US oil majors warned that inventory drawdowns that cushioned supply disruptions from the conflict in the Middle East are reaching their limits, setting the stage for higher crude prices.
Above-normal inventories at the start of the year, along with releases from strategic reserves and waivers on sanctioned oil, helped offset the impact of the effective closure of the strait of Hormuz, which accounts for about a fifth of global daily crude flows.
"The ability for the market to absorb this imbalance is drastically diminished today versus where we started," Chevron chief executive officer Mike Wirth told the Bernstein Strategice Decisions Conference in New York this week.
"Over the next few weeks, we're likely to see those pressures flow through more
directly to physical prices and there's more upward pressure that I would expect as we get into June and certainly into July," he said.
Such a scenario raises the prospect that even if a deal is reached to end the war with Iran and re-open the key oil chokepoint, higher oil prices could linger.
"We're approaching unheard of inventory levels — I mean, really, really low levels," said ExxonMobil senior vice president Neil Chapman at the conference. "You can debate whether that's going to hit those really low levels in two weeks or three weeks. Once you get to that point, then you'll see price shoot up."
Oil prices have traded in a $90-$110/bl range during the period only because of efforts to run down inventories. "It can't last forever," Chapman cautioned. "Once you get to the minimum inventory levels and all-time low inventory levels, there's only one way to go."

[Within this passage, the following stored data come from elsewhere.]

PR #1082, opened 2020-03-24
[ML] Rework the approximate loss function for choosing leaf values for multiclass classification

tveasey:
This change switches to using a weighted random sample of the leaf's training examples to determine the partition with which to approximate the log-loss objective for computing optimal leaf values. (Unfortunately, I couldn't get k-means fast enough for this purpose.)

The sample weights are chosen based on the mean distance between each prediction and the others in the random sample, i.e. they repel one another. This generates a more uniform sampling of the points, which results in lower average radius for the partition subsets. The result is a better approximation to the true loss function than using a uniform random sample.

### DIFF
--- a/include/maths/CSampling.h
+++ b/include/maths/CSampling.h
@@ -21,8 +21,10 @@
 #include <boost/random/mersenne_twister.hpp>
 #include <boost/random/uniform_int_distribution.hpp>
 
+#include <algorithm>
 #include <cstddef>
 #include <functional>
+#include <limits>
 #include <vector>
 
 namespace ml {
@@ -76,7 +78,8 @@ public:
 
             double weight{this->weight(x)};
             double p{uniformSample(m_Rng, 0.0, 1.0)};
-            if (p * (m_StreamWeight + weight) < m_SampleWeight + weight) {
+            double exchangeWeight{weight - this->minWeight()};
+            if (p * (m_StreamWeight + exchangeWeight) < m_SampleWeight + exchangeWeight) {
                 std::size_t slot{this->sampleToReplace(weight)};
                 if (slot < m_TargetSampleSize) {
                     m_SampleWeight += weight - this->doSample(slot, x, weight);
@@ -95,6 +98,7 @@ public:
     private:
         virtual double seedWeights() = 0;
         virtual double weight(const T& x) = 0;
+        virtual double minWeight() const = 0;
         virtual std::size_t sampleToReplace(double weight) = 0;
         virtual double doSample(std::size_t slot, const T& x, double weight) = 0;
 
@@ -157,6 +161,7 @@ public:
             return static_cast<double>(this->targetSampleSize());
         }
         double weight(const T&) override { return 1.0; }
+        double minWeight() const override { return 1.0; }
         std::size_t sampleToReplace(double) override {
             return uniformSample(this->rng(), 0, this->targetSampleSize() + 1);
         }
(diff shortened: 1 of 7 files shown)


include/maths/CSampling.h
```diff
@@ -42,6 +45,71 @@ class MATHS_EXPORT CSampling : private core::CNonInstantiatable {
...
+        std::size_t targetSampleSize() const { return m_TargetSampleSize; }
+
+        //! Reset in preparation for resampling.
+        virtual void reset() {
+            m_SampleSize = 0;
+            m_StreamWeight = m_SampleWeight = 0.0;
+        }
+
+        //! Sample the value \p x uniformly at random.
+        void sample(const T& x) {
```
valeriy42: Can you please explain the sampling algorithm or give a reference to the description?

lib/maths/CBoostedTreeLoss.cc
```diff
@@ -361,25 +333,34 @@ CArgMinMultinomialLogisticLossImpl::value() const {
...
     for (std::size_t i = 0; i < NUMBER_RESTARTS; ++i) {
-        for (int j = 0; j < x0.size(); ++j) {
+        for (int j = 0; j < w0.size(); ++j) {
             double alpha{CSampling::uniformSample(m_Rng, 0.0, 1.0)};
-            x0(j) = weightBoundingBox[0](j) +
+            w0(j) = weightBoundingBox[0](j) +
                     alpha * (weightBoundingBox[1](j) - weightBoundingBox[0](j));
         }
-        LOG_TRACE(<< "x0 = " << x0.transpose());
+        LOG_TRACE(<< "x0 = " << w0.transpose());
```
```suggestion
        LOG_TRACE(<< "w0 = " << w0.transpose());
```

lib/maths/unittest/CSamplingTest.cc
```diff
@@ -214,4 +219,104 @@ BOOST_AUTO_TEST_CASE(testMultivariateNormalSample) {
...
+        [&](std::size_t slot, const TVector& value) { samples[slot] = value; }};
+    TDissimilaritySampler dissimilaritySampler{numberSamples};
+
+    test::CRandomNumbers rng;
+
+    TMeanAccumulator percentageSeparationIncrease;
+
+    TVector x{4};
+    TDoubleVec p;
+    TDoubleVec components;
```
valeriy42: Should you reserve the space for the vectors accordingly?

tveasey: `rng.generateLogNormalSamples` calls reserve for me below. However, `p` is a hangover from an earlier version so I'll tidy up.

tveasey: [9c43087](https://github.com/elastic/ml-cpp/pull/1082/commits/9c43087df595c1eb012d76465343487470fac424).

include/maths/CSampling.h
tveasey: I'll write some fuller comments.

Ideally I'd use a full quasi-random sampling scheme, but I wanted something v.fast and streaming. In the end, I adapted the idea behind k-means++ initialisation, but wanted to avoid having to do nearest neighbour search to get the probability with which to sample each point. This was also based on trying to get something in place quickly given closeness of 7.7 (and we maybe can refine).

So what does this gain us?

For interest, here is an example of some testing I did using random logit values for the leaf predictions. (We get similar behaviour for a variety of distributions and often noticeably lower errors by spreading out the samples better.)

Screenshot 2020-03-25 at 18 30 10

The error in approximate loss surface using random samples:
Screenshot 2020-03-25 at 18 29 17

The error in the approximate loss surface using dissimilar samples:
Screenshot 2020-03-25 at 18 30 42

Flattening the error surfaces:
Screenshot 2020-03-25 at 18 41 29

tveasey: I added a fuller description for the new sampling in [34302ba](https://github.com/elastic/ml-cpp/pull/1082/commits/34302ba97a86af44219f12a1129f1286e1168f0d).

While the current energy crisis will likely prove short-term, Wirth said there could be long-term ramifications, though he added it was hard to predict what these could be.
One immediate effect will be an effort to build up reserves to guard against similar crises in the future, which will support oil demand and push up prices. Billions of dollars will also need to be spent repairing damaged energy facilities across the Middle East, which could spur cost pressures in the industry.
"That all tends to suggest the floor under prices is likely to be a little firmer and higher than otherwise would have been," Wirth said.